El resto no se cuenta, porque es parte de lo que el público debe enterarse por sí mismo. La historia es muy aleccionadora no solo porque es enfocada el contexto de ese conflicto mayor   -el avance depredador de una maquinaria que, encubierta bajo la fábula de que busca el progreso de la gente, en rigor solo la alienta un afán ilimitado de hacer negocios-, sino también porque intenta –y lo hace muy bien- una existencia luminosa y real, la de una mujer de carne y hueso, a veces contradictoria y dura, pero siempre fascinante como es Clara. Una existencia que, de algún modo, metaforiza la de muchos de nosotros, la de quienes día a día nos deslizamos ante el alud de imperativos a que nos somete la sociedad en desarrollo sin poder emitir ni opinión, imperativos que no reparan jamás en nuestras mínimas existencias, que, no por finitas y en algunos casos todo lo insignificantes que puedan ser, carecen de importancia o de valor. Todo lo contrario. El mundo está estructurado con esas historias individuales, que son las que le dan sentido. La filosofía, la antropología y la sociología de estos días tienen en el modelo imperante hoy en la comunidad global, un ejemplo desgarrador y cada vez más acuciante para estudiar hasta qué punto se han deshumanizado las relaciones en las personas, entre seres que, alguna vez supieron, que no eran nada sin los otros. Esa enseñanza parece evaporarse cada vez más.

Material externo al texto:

PR #4428, opened 2020-12-14
Module documentation: fix error if no description

nbfalcon:
`+emacs-lisp-lookup-documentation` does a `re-search-forward` for "*Description"
without NOERROR. This causes an `error` if the module has no "*Description", as
it the case for the `editorconfig` module.

To reproduce:
0. `M-x debug-on-error`
1. `M-x evil-lookup` on the editorconfig module errors

### DIFF
--- a/modules/lang/emacs-lisp/autoload.el
+++ b/modules/lang/emacs-lisp/autoload.el
@@ -75,7 +75,8 @@ if it's callable, `apropos' otherwise."
                (re-search-forward
                 (if (caddr module)
                     "\\* Module Flags$"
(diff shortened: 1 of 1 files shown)


hlissner:
Hi! Thanks for the PR but I cannot accept it. This error is intentional. It could be done more elegantly, but removing it altogether is less desirable than fixing the documentation for the editorconfig module, which doesn't use [our updated README template](https://github.com/hlissner/doom-emacs/issues/1166#issuecomment-462459077). In any case, thanks for the help!

PR #5303, opened 2021-07-27
Add "SPC p &" binding as projectile-run-async-shell-command-in-root

daanturo:
Unfortunately I had to truncate "Run" from `:desc`, otherwise other 24 lines must be aligned, too (which will produce diff noises).


hlissner (approved):

hlissner:
Thanks!

PR #5308, opened 2021-07-28
vertico: add missing autoload

naistran:
This autoload is required for `embark-act` to work when first opening an `.el` file. Otherwise we get this error:

```
Symbol’s function definition is void: +vertico--embark-target-package
```


hlissner:
This was fixed in https://github.com/hlissner/doom-emacs/commit/551e5adf815936e572af24789044f735195d41a1. Thanks for bringing it to my attention!

PR #5309, opened 2021-07-28
Allow evil users to quickly close the LSP signature buffer

daanturo:
in normal state by ESC.

We should have a way to quickly escape this beside "C-g":
image

### DIFF
--- a/modules/tools/lsp/+lsp.el
+++ b/modules/tools/lsp/+lsp.el
@@ -58,6 +58,13 @@ about it (it will be logged to *Messages* however).")
   ;; REVIEW Remove this once this is fixed upstream.
   (add-to-list 'lsp-client-packages 'lsp-racket)
 
+  (add-hook! 'doom-escape-hook
+    (defun +lsp-signature-stop-maybe-h ()
+      "Close the displayed `lsp-signature'."
+      (when lsp-signature-mode
+        (lsp-signature-stop)
+        t)))
+
   (set-popup-rule! "^\\*lsp-help" :size 0.35 :quit t :select t)
   (set-lookup-handlers! 'lsp-mode
     :definition #'+lsp-lookup-definition-handler


modules/tools/lsp/+lsp.el
```diff
@@ -58,6 +58,9 @@ about it (it will be logged to *Messages* however).")
   ;; REVIEW Remove this once this is fixed upstream.
   (add-to-list 'lsp-client-packages 'lsp-racket)
 
+  ;; Close the `lsp-signature' buffer with ESC ESC
+  (add-hook 'doom-escape-hook 'lsp-signature-stop)
```
hlissner, line 62: Please sharp-quote the function as per our conventions:

```elisp
(add-hook 'doom-escape-hook #'lsp-signature-stop)
```

hlissner (changes requested):

modules/tools/lsp/+lsp.el
hlissner: Also, this is adding a global hook; what happens when `lsp-signatures-stop` is called in a non-LSP buffer?

daanturo: > Also, this is adding a global hook; what happens when `lsp-signatures-stop` is called in a non-LSP buffer?

As I tried, it didn't produce any messages or raise any errors/warnings.
But perhaps that's not guaranteed in the future, so let's make it lsp-mode only.

daanturo:
BTW do you think other hooks should be executed after closing the signature successfully while it's active? 
Currently the hook returns `t` (prevent other hooks) since in `lsp-signature-mode-map` (signature is shown), `C-g` is directly mapped to `lsp-signature-stop`, which doesn't do anything that is non-lsp.

modules/tools/lsp/+lsp.el
hlissner: > Another side note: another Emacs developer has noted that defun's return value is undefined, but I have seen that

I'm aware of this. `add-hook!` gets around this by reading the function name in the `defun` format.

hlissner:
> BTW do you think other hooks should be executed after closing the signature successfully while it's active?

Yes, that makes sense to me.

Quick question: is turning off `lsp-signature-mode` the right way to close the signature? Does LSP reactivate it every time the signature is shown?

daanturo:
> Quick question: is turning off `lsp-signature-mode` the right way to close the signature?

By inspecting LSP's source, I think it's not supposed to be activated directly but should be turn on/off by `lsp-signature-activate` & `lsp-signature-stop`, respectively as there are only bindings for the 2 command (but not the mode itself) and they also do many things before toggling `lsp-signature-more`.

>  Does LSP reactivate it every time the signature is shown?

Yes, `lsp-signature-mode` is temporary, it is deactivated automatically after we move the cursor out of the describe symbol.

hlissner (approved):

hlissner:
Understood, then this looks fine to merge. Thanks again for your help!

PR #5311, opened 2021-07-29
Fix +lookup/in-docsets's vertico section

daanturo:
Convert the let form to let* to fix `Symbol’s value as variable is void: sink`.


hlissner (approved):

hlissner:
Whoops. Good catch, thanks!

PR #5313, opened 2021-07-29
fix vertico /ssh: tramp hostname completion

stfl:
enable tramp hostname completion in vertico find file. according to vertico docs: https://github.com/minad/vertico#tramp-hostname-completion


iyefrat:
I think it would be a better idea to use the completion style method using `basic-remote` that's listed there.

stfl:
I  added the basic-remote completion and it works although I am not sure I can verify if everything else still works.

stfl:
should the overwrite be with orderless (like it was before) or without (like in the vertico doc)?

modules/completion/vertico/config.el
```diff
@@ -50,10 +50,19 @@ overrides `completion-styles' during company completion sessions.")
...
      ((string-suffix-p "~" pattern) `(orderless-flex . ,(substring pattern 0 -1)))))
+  (defun basic-remote-try-completion (string table pred point)
+    (and (vertico--remote-p string)
+         (completion-basic-try-completion string table pred point)))
+  (defun basic-remote-all-completions (string table pred point)
+    (and (vertico--remote-p string)
+         (completion-basic-all-completions string table pred point)))
+  (add-to-list
+   'completion-styles-alist
+   '(basic-remote basic-remote-try-completion basic-remote-all-completions nil))
```
iyefrat, line 61: Please rename these functions to comply with doom's [naming conventions](https://github.com/hlissner/doom-emacs/blob/develop/docs/contributing.org#naming-conventions).

The function definitions should also probably go in the `autoloads/vertico.el` and be autoloaded, but Henrik will have to verify that, I'm a bit fuzzy on that.

iyefrat:
This portion of the readme is currently going through an overhaul (started after you submitted the PR :D), and might also get released as a separate small package for extra completion styles. I suggest this PR be put on hold until that gets sorted. It might end up getting superseded by a solution that requires adding another package.

iyefrat:
Nevermind, the situation is staying as is in the end, so no changes relating to that needed.

iyefrat:
Hey, I've adapted this commit to the current vertico improvements pr (#5353), since the current one has some merge conflicts and doesn't follow the new git commit conventions (and it will also probably get merged faster this way :stuck_out_tongue:). I've added you as co-author as well.

PR #5315, opened 2021-07-29
Fixed the keybind for fold/unfold all

andrewsuperlegit:
The keybinding for fold all and unfold all was wrong (was missing a C-f)

Fixes #0000 


hlissner (approved):

hlissner:
Good catches, thanks!

PR #5316, opened 2021-07-30
Black list XDG_SESSION_TYPE from doom-env

daanturo:
The variable is obsolete once we switch between "x11" and "wayland".
Also Emacs can infer it perfectly without setting it first.


hlissner (approved):

hlissner:
Makes sense to me, thanks!

PR #5322, opened 2021-07-31
Enable rg's smart case for +vertico-file-search

daanturo:
What vanilla Emacs, Ivy and Helm do by default.

It makes searching much easier & friendlier.


hlissner (approved):

daanturo:
IMO `--smart-case` should be upstreamed for `consult`, too.

hlissner (approved):

hlissner:
> IMO `--smart-case` should be upstreamed for `consult`, too.

Agreed, but for now this will do. Thanks!

iyefrat:
Note that doom implements a custom `consult--grep` command for file searching so this fix is needed either way.

PR #5325, opened 2021-08-01
Update Go tool URL in README

snizovtsev:
As Gore repository has been moved we have to update URL because `go get` won't handle redirects.


hlissner (approved):

hlissner:
Thanks!

PR #5326, opened 2021-08-01
Make mixed-pitch-mode respect `doom-variable-pitch-font`'s size.

harryfei:
set `mixed-pitch-set-height` to true. So mixed-pitch-mode will respect `doom-variable-pitch-font`'s size.

### DIFF
--- a/modules/ui/zen/config.el
+++ b/modules/ui/zen/config.el
@@ -72,4 +72,6 @@
             'org-todo-keyword-outd
             'org-todo
             'org-done
-            'font-lock-comment-face))
+            'font-lock-comment-face)
+
+  (setq mixed-pitch-set-height 't))


tecosaur:
From memory there were some caveats associated with this, though I must admit I forget what.

hlissner:
Please test the following with `(setq mixed-pitch-set-height t)` in a buffer with `mixed-pitch-mode` enabled:

- `text-scale-increase` (`C-=`)
- `text-scale-decrease` (`C--`)
- `doom/increase-font-size` (`C-M-=`)
- `doom/decrease-font-size` (`C-M-=`)

iirc, mixed-pitch's hardcoding will prevent one or more of these from working. The latter two commands may be able to get around it by cycling `mixed-pitch-mode` in buffers where it's activated.

Collisions like these are common with face-remap.

harryfei:
`doom/increase-font-size` and `doom/increase-font-size` doesn't work with this patch.

hlissner:
Sorry for the tremendously late response: with the age of this PR and the caveats of the implementation it proposes, I will close it. I'm not against what it's requesting, however, and I've iterated on several solutions in the time this PR has been open, but I've yet to find an acceptable one. The search continues.

PR #5328, opened 2021-08-01
Fix lispy `j` collision

eugercek:
With evil mode, `j` is used for both `special-lispy-down` and `evil-escape` which is bounded to `evil-escape-key-sequence`, "jk" by default.

A demo:
https://user-images.githubusercontent.com/58051033/127784994-05af014c-b857-41c1-ad10-865f198c42c8.mp4

### DIFF
--- a/modules/editor/lispy/config.el
+++ b/modules/editor/lispy/config.el
@@ -39,16 +39,6 @@
           additional-insert))
   :config
   (lispyville-set-key-theme)
-
-  (let ((lisp-family '(lisp-mode
-                       emacs-lisp-mode
-                       ielm-mode
-                       scheme-mode
-                       racket-mode
-                       hy-mode
-                       lfe-mode
-                       dune-mode
-                       clojure-mode
-                       fennel-mode)))
-    (setq evil-escape-excluded-major-modes
-          (nconc lisp-family evil-escape-excluded-major-modes))))
+  (add-hook! 'evil-escape-inhibit-functions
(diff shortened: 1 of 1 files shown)


hlissner (changes requested):
Please use this instead.

```elisp
(add-hook! 'evil-escape-inhibit-functions
  (defun +lispy-inhibit-evil-escape-fn ()
    (and lispy-mode (evil-insert-state-p))))
```

hlissner (approved):

hlissner:
Thanks for your help!

grios-stratio:
Hi!

I rather prefer having evil-escape working even with lispy activated. Is there a way to remove this hook in my personal config? (have tried several combinations of `remove-hook` but I don't seem to make it work :sweat:

eugercek:
You can remove the added function with `remove-hook!`.
On my setup this reverts the change added in this PR.
```lisp
(remove-hook! 'evil-escape-inhibit-functions
              #'+lispy-inhibit-evil-escape-fn)
```
But you'll have the bug (https://user-images.githubusercontent.com/58051033/127784994-05af014c-b857-41c1-ad10-865f198c42c8.mp4).

Also you can change the esapce key, to `fj` as an example, with `evil-espace-sequence`
```lisp
(setq evil-escape-key-sequence "fj")
```

grios-stratio:
Thanks! I though I had tried that before without success, but I must have messed something up in the first try :/. Now it is working :)

PR #5512, opened 2021-09-23
Replace mentions of `ob-rust` with `ob-rustic`

fosskers:
A quick tweak. I noticed today that Doom doesn't actually use `ob-rust` anymore, although the docs still mentioned it.


hlissner:
Thanks for the PR, but I must refuse it. There is nothing wrong with your PR, but it comes at a bad time: I'll be pushing a rework of all our documentation soon, which indirectly fixes this issue (and many others). I'll simply wait for that instead. In any case, thanks for your help!

PR #5513, opened 2021-09-23
Bump `php-cs-fixer` version in php module

peeley:
In the pinned version of `php-cs-fixer` present in the php module (when the format module is also enabled), custom `php-cs-fixer` binaries specified via the `php-cs-fixer-command` var do not work.

This new commit (merged [here](https://github.com/OVYA/php-cs-fixer/pull/16)) fixes the issue, and allows for users to specify custom binaries or paths for the `php-cs-fixer` program.


hlissner:
Thanks!

PR #5515, opened 2021-09-24
fix(:lang/common-lisp): check inferior-lisp-program like "ros -Q run"

wood9366:
After I set inferior-lisp-program to "ros -Q run", I see "WARNING: Couldn't find `inferior-lisp-program' (ros -Q run)" when load a ros file.

I see fix code at common-lisp/doctor.el, and I think the same check in config.el should be fix too.


hlissner:

PR #5523, opened 2021-09-27
improve `:app rss` module

jeetelongname:
This PR makes minor improvements to `:app rss` by adding
- the `+rss/copy-link` command and binding it to `g c` 
  This is similar to the `elfeed-search-browse-url` command but copys the link
  instead of sending it to the web browser 
- integrates `elfeed-goodies` which provides a better and more configurable UI

### DIFF
--- a/modules/app/rss/README.org
+++ b/modules/app/rss/README.org
@@ -30,6 +30,7 @@ This module has no dedicated maintainers.
 
 ** Plugins
 + [[https://github.com/skeeto/elfeed][elfeed]]
++ [[https://github.com/algernon/elfeed-goodies][elfeed-goodies]] 
 + =+org=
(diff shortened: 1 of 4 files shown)


jeetelongname:
It may be worth feature gating goodies (though its really easy to disable)

hlissner (approved):

hlissner:
At first glance I don't think feature gating is necessary here. Otherwise, LGTM. Thanks again!

jeetelongname:
Yeah its a simple matter of disabling the package, though if push comes to shove a flag would not be that bad to add

e3bc54b2:
I agree that disabling the package is not much work, but a flag is still nicer and more explicit. It will also allow customizing elfeed-goodies interface for Doom users in future without affecting existing users. I created #5603 for the same.

PR #5526, opened 2021-09-28
Add `:input bidi` module

iyefrat:
This pull requests adds better support for bidirectional and rtl text. It provides:
- a buffer-local `+bidi-mode` that undoes doom's anti-bidi optimizations, and sets the bidi initial alignment algorithm to start from scratch each line, so there is no need for empty lines to separate paragraphs.
- a global variant `+bidi-global-mode` if people just want it on all the time (off for read-only buffers due to fontification shenanigans)
- `+bidi-(hebrew|arabic)-font` (and faces) for easily setting a better font for these languages
- `+bidi-want-smart-fontify` uses for using said fonts on spaces and punctuation after RTL characters, since in hebrew at least there are almost no good monospace fonts
- instructions in the readme on further customization users probably want to make that can't be universalized in the module (such as language specific fonts)
- `+bidi-paragraph-direction` to customize what `bidi-paragraph-direction` is set to when `+bidi-mode` is on. (should not be used with `+bidi-global-mode`).
- There is currently an issue with the way evil handles arrow key movement (which imo should be visual rather than logical, the way Emacs does it). This is something that I'll fix upstream.

since and date tags will be corrected once the module is approved

### DIFF
--- a/modules/input/bidi/config.el
+++ b/modules/input/bidi/config.el
@@ -3,6 +3,20 @@
 (defvar +bidi-mode-map (make-sparse-keymap)
   "Keymap for `+bidi-mode'.")
 
+(defvar +bidi-hebrew-font (font-spec :family "DejaVu Sans")
+  "Overriding font for hebrew script.
+Must be a `font-spec', see `doom-font' for examples.
+
+WARNING: if you specify a size for this font it will hard-lock any usage of this
+font to that size. It's rarely a good idea to do so!")
+
+(defvar +bidi-arabic-font (font-spec :family "DejaVu Sans")
+  "Overriding font for arabic and arabic-derived scripts.
+Must be a `font-spec', see `doom-font' for examples.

Mendonça Filho no apela a ningún manifiesto político para dejarlo en claro, sino en una sensible historia de una mujer admirable. Tan admirable como es mujer es Sonia Braga, la inolvidable heroína de Doña Flor y sus dos maridos y otros films, ya madura pero igualmente atractiva, y dueña de una enorme sabiduría interpretativa, que transforma a su actuación en un carrusel interminable de hallazgos expresivos y aciertos ante cada desafío. Por fortuna, el resto del elenco está a la altura de la protagonista y, aunque el trabajo de ésta es absorbente y central en la trama, quienes la acompañan en las distintas situaciones lo hacen siempre con mucha eficacia. Otro punto alto del trabajo es la fotografía del film y la música que sigue todas las vicisitudes de Clara con una tonalidad honda y cálidamente brasilera.